When there are several models to choose from, we estimate model parameters using maximum likelihood estimation. We may want to increase the likelihood by adding more parameters but that may result in overfitting.
Akaike Information Criteria (AIC) and Bayesian Information Criteria (BIC) resolve the overfitting problem by penalizing for the number of parameters in the model.
The formula for the AIC is
\[AIC = 2k - 2 ln(L)\]
and, the formula for the BIC is
\[-2\cdot ln\;p(x|k)\approx BIC=-2\cdot ln L + k ln(n)\]
where $x$ is the observed data, $n$ the number of data points in $x$, $k$ the number of parameters, $p(x|k)$ the likelihood of the observed data given the number of parameters and $L$ the value of the likelihood function for the estimated model.
For example, let generate some random values
x = binornd(10,0.5,1,1000);
and pretend that we do not know what distribution function they are from. There are two models we want to fit the data, $X\sim Bino(10,0.5)$ and $X\sim Poiss(5)$.

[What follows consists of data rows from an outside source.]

PR #1487, opened 2023-06-26
Regime and CLE multi-select for Product filter tab

antroy-madetech:
### Aim
Add multi-select functionality to regime and CLE filters.

[LTD-3828](https://uktrade.atlassian.net/browse/LTD-3828)
[LTD-3829](https://uktrade.atlassian.net/browse/LTD-3829)

[LTD-3828]: https://uktrade.atlassian.net/browse/LTD-3828?atlOrigin=eyJpIjoiNWRkNTljNzYxNjVmNDY3MDlhMDU5Y2ZhYzA5YTRkZjUiLCJwIjoiZ2l0aHViLWNvbS1KU1cifQ
[LTD-3829]: https://uktrade.atlassian.net/browse/LTD-3829?atlOrigin=eyJpIjoiNWRkNTljNzYxNjVmNDY3MDlhMDU5Y2ZhYzA5YTRkZjUiLCJwIjoiZ2l0aHViLWNvbS1KU1cifQ

### DIFF
--- a/api/cases/managers.py
+++ b/api/cases/managers.py
@@ -110,8 +110,8 @@ class CaseQuerySet(models.QuerySet):
             | Q(baseapplication__goods_type__control_list_entries__rating__in=[control_list_entry])
         )
 
-    def with_regime_entry(self, regime_entry):
-        return self.filter(baseapplication__goods__regime_entries__id=regime_entry)
+    def with_regime_entries(self, regime_entries):
+        return self.filter(baseapplication__goods__regime_entries__id__in=regime_entries)
 
     def with_flags(self, flags):
         case_flag_ids = self.filter(flags__id__in=flags).values_list("id", flat=True)
@@ -357,7 +357,7 @@ class CaseManager(models.Manager):
             case_qs = case_qs.with_control_list_entry(control_list_entry)
 
         if regime_entry:
-            case_qs = case_qs.with_regime_entry(regime_entry)
+            case_qs = case_qs.with_regime_entries(regime_entry)
 
         if flags:
             case_qs = case_qs.with_flags(flags)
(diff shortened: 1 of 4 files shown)


api/cases/managers.py
```diff
@@ -104,14 +104,14 @@ def with_exporter_site_address(self, exporter_site_address):
             | Q(baseapplication__application_sites__site__address__address__icontains=exporter_site_address)
         )
 
-    def with_control_list_entry(self, control_list_entry):
+    def with_control_list_entries(self, control_list_entries):
         return self.filter(
-            Q(baseapplication__goods__good__control_list_entries__rating__in=[control_list_entry])
-            | Q(baseapplication__goods_type__control_list_entries__rating__in=[control_list_entry])
+            Q(baseapplication__goods__good__control_list_entries__rating__in=control_list_entries)
+            | Q(baseapplication__goods_type__control_list_entries__rating__in=control_list_entries)
```
saruniitr, line 110: `baseapplication_goods` are the instances of `GoodOnApplication` where as
`baseapplication__goods__good` are instances of `Good`.

I think we should search only in `GoodOnApplication` as that is where the assessment is recorded.
We update in `Good` also but that might change when we address this properly.

Also we can ignore `goods_type` as they are related to a different licence type other than SIELs

currycoder (approved):
Approved pending Arun's comment

api/cases/managers.py
antroy-madetech: This was the existing filter behaviour. (I just removed the list wrapping the value) but I can look at this. So change to just "baseapplication__goods__control_list_entries__rating__in" you mean?

antroy-madetech: I've replaced these two Q() | Q() filters with just the baseapplication__goods__control_list_entries__rating__in and I get considerably different results. setting the CLEs searched for to MEND2 and ML11a (UAT data but a few weeks old) I get 27 results for the original filter, but only 19 with the new filter.

antroy-madetech: Note that removing the goods_type part of the query has no effect on the results (with or without the __good__ in the application query), so that seems OK to remove on a very small sample set.

saruniitr (approved):

PR #1512, opened 2023-07-18
LTD-3938-add-case-advice-column

depsiatwal:
https://uktrade.atlassian.net/browse/LTD-3958

This enriches the data to show case recommendation  on the default queue view page.


api/cases/views/search/service.py
```diff
@@ -240,6 +242,37 @@ def populate_denials(case_map):
...
 
+def populate_advice(case_map):
+    for case in case_map.values():
+        case["advice"] = []
+
+    case_advices = (
+        Advice.objects.select_related(
+            "user",
+        )
+        .prefetch_related()
```
kevincarrogan, line 253: This `prefetch_related` isn't doing anything here.

api/applications/serializers/advice.py
```diff
@@ -65,6 +66,19 @@ class AdviceViewSerializer(serializers.Serializer):
...
 
+class AdviceSearchViewSerializer(serializers.Serializer):
+    id = serializers.UUIDField()
+    text = serializers.CharField()
+    type = KeyValueChoiceField(choices=AdviceType.choices)
+    level = serializers.CharField()
+    proviso = serializers.CharField()
+    denial_reasons = PrimaryKeyRelatedSerializerField(
+        queryset=DenialReason.objects.all(), many=True, serializer=DenialReasonSerializer
+    )
```
kevincarrogan, line 77: Are you displaying the denial reasons on the page? If so then this might want to be part of a `select_related` or `prefetch_related` (not sure which) or you've just introduced a bunch of extra queries.

Tllew (approved):
Looks good

api/cases/views/search/service.py
```diff
@@ -240,6 +242,37 @@ def populate_denials(case_map):
...
+        result = defaultdict(list)
+        for advice in case_advice:
+            # Group cases by team and type
+            advice_key = advice["user"]["team"]["id"] + advice["type"]["key"]
+            # Filter duplicate advice records, which is duplicated per good
+            if not result[advice_key]:
+                result[advice_key].append(advice)
+        case["advice"] = result
+
+    return list(case_map.values())
```
kevincarrogan, line 273: You don't do anything with this returned value so we don't need it.

api/applications/serializers/advice.py
```diff
@@ -65,6 +66,19 @@ class AdviceViewSerializer(serializers.Serializer):
...
+    user = PrimaryKeyRelatedSerializerField(queryset=GovUser.objects.all(), serializer=GovUserListSerializer)
```
kevincarrogan, line 78: This seems weird to be using the User*List* serializer as that sounds like it's specifically for the list page.

api/cases/views/search/service.py
depsiatwal: removed seem to be the same pattern used on a lot of these populate

api/applications/serializers/advice.py
depsiatwal: add denial reason to prefetch

api/cases/views/search/service.py
```diff
@@ -240,6 +242,37 @@ def populate_denials(case_map):
...
+    for case in case_map.values():
+        case_advice = case["advice"]
+        result = defaultdict(list)
+        for advice in case_advice:
+            # Group cases by team and type
+            advice_key = advice["user"]["team"]["id"] + advice["type"]["key"]
+            # Filter duplicate advice records, which is duplicated per good
+            if not result[advice_key]:
+                result[advice_key].append(advice)
+        case["advice"] = result
```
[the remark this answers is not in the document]
depsiatwal: Resolved the re-looping i'm hoping this is more optimised now and clearer

api/cases/tests/test_case_search.py
```diff
@@ -1067,6 +1071,8 @@ def test_api_success(self):
         self.assertEqual(case_api_result["sla_days"], 0)
         self.assertEqual(case_api_result["sla_remaining_days"], None)
         self.assertEqual(case_api_result["status"]["key"], self.case.status.status)
+        self.assertEqual(len(case_api_result["advice"][str(self.advice.user.team.id) + self.advice.type]), 1)
```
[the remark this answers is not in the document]
depsiatwal: added a test for groups where duplicate should be removed and a non group where I check the keys and a couple of values, The payload for the whole of denial reasons might be too much to check

api/cases/views/search/service.py
```diff
@@ -240,6 +242,31 @@ def populate_denials(case_map):
...
+
+    for case in case_map.values():
+        case_advice = case_advice_map[case["id"]]
+        case_advice_result = defaultdict(list)
+        for advice in case_advice:
+            serializer = AdviceSearchViewSerializer(advice)
+            # Filter duplicate advice records, which is duplicated per good
+            advice_key = str(advice.user.team.id) + advice.type
+            if not case_advice_result[advice_key]:
+                case_advice_result[advice_key].append(serializer.data)
```
kevincarrogan, line 266: Does the frontend actually need to care about this `advice_key` or is this more so we can filter out duplicates?

kevincarrogan: Also. It appears that this thing is a list that we're appending to but we'll only ever append to it once because once we've appended to it we'll never get in here again. So does this need to be a list?

kevincarrogan (approved):

PR #2429, opened 2025-02-24
Add cursor based pagination for goods ratings

kevincarrogan:
### Aim

Update OS Data Workspace endpoints to ensure that they have the relevant cursor pagination where appropriate to solve for missing and/or duplicated data when being ingested into Data Workspace.

[LTD-5935](https://uktrade.atlassian.net/browse/LTD-5935)

[LTD-5935]: https://uktrade.atlassian.net/browse/LTD-5935?atlOrigin=eyJpIjoiNWRkNTljNzYxNjVmNDY3MDlhMDU5Y2ZhYzA5YTRkZjUiLCJwIjoiZ2l0aHViLWNvbS1KU1cifQ


api/data_workspace/v2/tests/test_serializers.py
```diff
@@ -0,0 +1,41 @@
...
+        subject__name="Just subject",
+    )
+
+    class MockGoodOnApplication:
+        pass
+
+    obj = MockGoodOnApplication()
+    obj.report_summary_prefix_name = None
+    obj.report_summary_subject_name = "Just subject"
+    obj.id = 12345
```
saruniitr, line 22: Is this mainly to avoid creating GoodOnApplication using factory and setting up Good etc?

api/data_workspace/v2/views.py
```diff
@@ -199,23 +206,19 @@ class DataWorkspace:
...
-            )
-            .exclude(good_id__isnull=True)
-            .order_by("rating")
-        )
+class GoodRatingViewSet(BaseViewSet):
+    pagination_class = AssessmentDateCursorPagination
+    serializer_class = GoodRatingSerializer
+    queryset = GoodOnApplication.objects.exclude(control_list_entries__isnull=True).annotate(
+        rating=F("control_list_entries__rating")
+    )
```
saruniitr, line 214: I was thinking we could add `is_good_controlled=False` also in the exclusion but when the control list entries are empty then it will always be False.

saruniitr (approved):
looks good to me

api/data_workspace/v2/tests/test_serializers.py
kevincarrogan: Pretty much. Yes.

api/data_workspace/v2/views.py
```diff
@@ -28,43 +31,42 @@
...
+    @property
+    def pagination_class(self):
+        # Your pagination class should be a cursor pagination based class.
+        # This is to avoid the issue where DW ends up losing or duplicating data
+        # when a query doesn't return consistent results across pages.
+        #
+        # It is also highly recommended that you read the DRF documentation
+        # about cursor based pagination so that you correctly pick the correct
+        # type of field to order on.
+        raise NotImplementedError("You must provide a pagination class that is ideally a cursor paginator.")
```
hnryjmes, line 68: just checking I understand - we prefer CursorPagination because we usually have a unique ordering of items (e.g. GoodDescription is ordered by assessment_date), but for some things (e.g. Units) there is no such ordering and thus LimitOffsetPagination is used ?

kevincarrogan: Yes. In most cases we should find a sensible key to order on that is preferably a date field. In cases where that doesn't really exist (and the dataset is small) we can just use limit offset.

hnryjmes (approved):

PR #2432, opened 2025-02-26
 LTD-5944-f680-doc-generation-migrations 

depsiatwal:
https://uktrade.atlassian.net/browse/LTD-5944

Migration for f680 letter templates


kevincarrogan (approved):

currycoder (approved):

api/letter_templates/migrations/0011_f680_letter_templates.py
```diff
@@ -0,0 +1,42 @@
...
+
+    f680_approval_layout, _ = LetterLayout.objects.get_or_create(name="F680 Approval", filename="f680_approval")
+    f680_refusal_layout, _ = LetterLayout.objects.get_or_create(name="F680 Refusal", filename="f680_refusal")
+
+    f680_approval_template, _ = LetterTemplates.objects.get_or_create(
+        name="F680 Approval", layout=f680_approval_layout, visible_to_exporter=True, include_digital_signature=True
+    )
+    f680_refusal_template, _ = LetterTemplates.objects.get_or_create(
+        name="F680 Refusal", layout=f680_refusal_layout, visible_to_exporter=True, include_digital_signature=True
+    )
```
currycoder, line 23: You were discussing hardcoding the ID for these in future work, would suggest enforcing that right in the migration to make sure we have consistent ids everywhere.

currycoder (changes requested):

api/letter_templates/migrations/0011_f680_letter_templates.py
depsiatwal: i've decided to make an API call to get the templates based on case type avoiding any hard coding.

currycoder (approved):

PR #2435, opened 2025-02-27
LTD-5947-doc-generation-view

depsiatwal:
https://uktrade.atlassian.net/browse/LTD-5947

This is still WIP most likely the filter ability will change and we will add/remove items that are returned. 

This iteration is just returning the template details to the frontend so we can obtain the template id for next step in letter generation. The current view that supports this depends to much on case/advice/goods filtering.


api/letter_templates/views.py
```diff
@@ -276,3 +280,13 @@ def get(self, request, **kwargs):
             return JsonResponse(data=preview, status=status.HTTP_400_BAD_REQUEST)
 
         return JsonResponse(data={"preview": preview}, status=status.HTTP_200_OK)
+
+
+class LetterTemplatesFilter(generics.ListAPIView):
```
currycoder, line 285: Since this is a new endpoint, would suggest that we think about locating it under `api/letter_templates/caseworker/` - ideally I think for most things going forward we will do a caseworker or an exporter endpoint

api/letter_templates/views.py
```diff
@@ -276,3 +280,13 @@ def get(self, request, **kwargs):
...
+    authentication_classes = (GovAuthentication,)
+    serializer_class = LetterTemplateFilterSerializer
+    pagination_class = None
+
+    def get_queryset(self):
+        case_type = self.kwargs["case_type"]
+        return LetterTemplate.objects.filter(case_types__sub_type=case_type)
```
currycoder, line 292: Take a look at django-filter based API filtering; https://github.com/uktrade/lite-api/blob/8d23e0107b462aa5084c611fd71c6f5f804aa500/api/gov_users/caseworker/views.py#L24-L25

It seems like we could do this declaratively with a filter class instead of having to override the queryset

api/letter_templates/serializers.py
```diff
@@ -91,3 +91,11 @@ class LetterTemplateListSerializer(serializers.Serializer):
     case_types = CaseTypeReferenceListSerializer(many=True)
     layout = LetterLayoutReadOnlySerializer()
     updated_at = serializers.DateTimeField()
+
+
+class LetterTemplateFilterSerializer(serializers.ModelSerializer):
```
currycoder, line 96: Putting "Filter" in the name here doesn't seem right, it's just a `LetterTemplateSerializer` - right?

api/letter_templates/views.py
depsiatwal: yeah agree was thinking if this should follow the new pattern

api/letter_templates/serializers.py
depsiatwal: Yeah there there was a clash with  previous one most of these are very heavy weight shifting to new caseworker namespace will I guess solve this

api/letter_templates/caseworker/filters.py
```diff
@@ -0,0 +1,15 @@
...
+class LetterTemplateFilter(filters.FilterSet):
+    case_type = filters.CharFilter(field_name="case_types__sub_type", lookup_expr="exact")
+    decision = filters.CharFilter(field_name="decisions__name", lookup_expr="exact")
+
+    class Meta:
+        model = LetterTemplate
+        fields = (
+            "case_types",
+            "decisions",
+        )
```
currycoder, line 15: Kind of confused how this is working with the attribute at the top called `case_type` and the one in `fields` called `case_types`

api/letter_templates/caseworker/tests/test_view.py
```diff
@@ -0,0 +1,56 @@
...
+            ],
+            [
+                {"decision": "approve", "case_type": "f680_clearance"},
+                ["F680 Approval"],
+                ["Approve"],
+                1,
+            ],
+        ]
+    )
+    def test_letter_templates_list_filter(self, filter, expected_names, expected_descisions, expect_count):
```
currycoder, line 47: Would suggest a few more test methods;
non-authorised user gets a 403
when no templates match the filter, an empty response is given

currycoder (commented):
A few comments inline

api/letter_templates/caseworker/tests/test_view.py
depsiatwal: done

api/letter_templates/caseworker/filters.py
depsiatwal: The way I understand it, The keyword we passing in to the params is case_type
the filter then knows how to translate this field as filters.CharFilter(field_name="case_types__sub_type", lookup_expr="exact")

Same for decision which is a look up for decisions__name

saruniitr: I see this is very generic in the sense that we can simply provide decision as a parameter but it can return multiple types (siel, f680 etc). But in practice we always provide the `case_type` so we only get `decisions`.

saruniitr (approved):

api/letter_templates/caseworker/filters.py
```diff
@@ -0,0 +1,15 @@
+from django_filters import rest_framework as filters
+
+from api.letter_templates.models import LetterTemplate
+
+
+class LetterTemplateFilter(filters.FilterSet):
+    case_type = filters.CharFilter(field_name="case_types__sub_type", lookup_expr="exact")
```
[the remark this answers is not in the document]
depsiatwal: that's how we originally was but decided to implement the filter pattern
that way caller can decided what they want to filter on.

currycoder (approved):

First, try plotting the data, and the two theoretical points.
[n,xi]=hist(x);
bar(xi,n/(sum(n)*(xi(2)-xi(1))),1)
hold on;
l=min(x):max(x);
px=binopdf(l,10,0.5);
py=poisspdf(l,5);
plot(l,px,'r.'); % theoretical binomial dist
plot(l,py,'rx'); % theoretical poisson dist
hold off;
axis tight;
bar(xi,n/(sum(n)*(xi(2)-xi(1))),1)
hold on;
l=min(x):max(x);
px=binopdf(l,10,0.5);
py=poisspdf(l,5);
plot(l,px,'r.'); % theoretical binomial dist
plot(l,py,'rx'); % theoretical poisson dist
hold off;
axis tight;
px=binopdf(x,10,0.5);
px(px == 0)=[];
llx=sum(log(px));
py=poisspdf(x,5);
py(py == 0)=[];
lly=sum(log(py));
[aic,bic]=aicbic([llx,lly],[2,1],[length(px),length(py)])
aic =
1.0e+003 *
3.7569 3.9542
bic =
1.0e+003 *
3.7667 3.9591
The first model $X\sim Bino(10,0.5)$ has lower AIC and BIC, so it is a better model.
Next, try using different random values.
x = poissrnd(5,1,10000);
aic =
1.0e+004 *
4.4925 4.4069
bic =
1.0e+004 *
4.4939 4.4076
This time the second model $X\sim Poiss(5)$ has lower AIC and BIC so it is a better model for the data.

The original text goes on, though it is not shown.